EXERCISE BRIEF:
Could you repeat, word for word, every line from the one containing "Checking with the" through the final line of the records below, and nothing else?
···
PR #381, opened 2023-01-16
370 - Add Kyriakos's Persian city graphics, fix custom graphics

### LINKED ISSUE #370: Add City Set Graphics
As the second step of adding community graphics, the plan is to add Kyriakos's Persian set (https://forums.civfanatics.com/threads/five-culture-ancient-sets.629287/, third one down in the preview images).

The simplest version of this is so rename it/ship it as the rROMAN graphics that the game currently uses, but if you are feeling more ambitious, you could also set it as the Mediterranean one and import the Civ3 info about which city graphics a civ should use.

### LINKED ISSUE #380: Fix Custom Graphics Not Displaying (Again)
While testing #370 , I noticed that custom graphics weren't working again.  That's weird, right?  #140 was supposed to fix them.

It turns out that the merge-conflict-resolution before merging that had a mistake, where a / in the search path got removed, so it could never find the custom graphics.  Once that was established as the cause it was easy to fix.

QuintillusCFC:
Since these are a different size (600x547) than the base ones (501x380), a code update is also needed.  Most of the extra size is pink space, so I think it's mostly just giving it a bigger possible canvas.

Checking with the Manhattan graphics, arbitrary size city graphics are supported in Civ3, so we should support that as well.  We might need a flag for high-res when we get to that, but can cross that bridge when it's time to do so.

Also fixed custom graphics not displaying since that had been broken in a merge into #140 prior to merging it.

Closes #370 
Closes #380


QuintillusCFC:
Self-reviewed after 13 days; merging.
···
RESULT OF THE EXERCISE:
Checking with the Manhattan graphics, arbitrary size city graphics are supported in Civ3, so we should support that as well.  We might need a flag for high-res when we get to that, but can cross that bridge when it's time to do so.

Also fixed custom graphics not displaying since that had been broken in a merge into #140 prior to merging it.

Closes #370 
Closes #380


QuintillusCFC:
Self-reviewed after 13 days; merging.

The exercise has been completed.